(Exercise) Set down again exactly the lines of the listing below that fall between the line holding "- adding helper" and the line holding "(defn post-token", inclusive.
------------------------------------------------
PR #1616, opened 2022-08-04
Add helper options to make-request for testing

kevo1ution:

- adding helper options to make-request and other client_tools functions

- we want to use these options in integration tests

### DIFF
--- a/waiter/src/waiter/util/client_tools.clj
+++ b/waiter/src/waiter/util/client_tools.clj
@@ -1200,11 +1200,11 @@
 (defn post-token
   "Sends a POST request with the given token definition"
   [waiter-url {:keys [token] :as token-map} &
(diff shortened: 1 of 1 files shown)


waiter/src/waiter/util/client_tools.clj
------------------------------------------------
(Response box)
- adding helper options to make-request and other client_tools functions

- we want to use these options in integration tests

### DIFF
--- a/waiter/src/waiter/util/client_tools.clj
+++ b/waiter/src/waiter/util/client_tools.clj
@@ -1200,11 +1200,11 @@
 (defn post-token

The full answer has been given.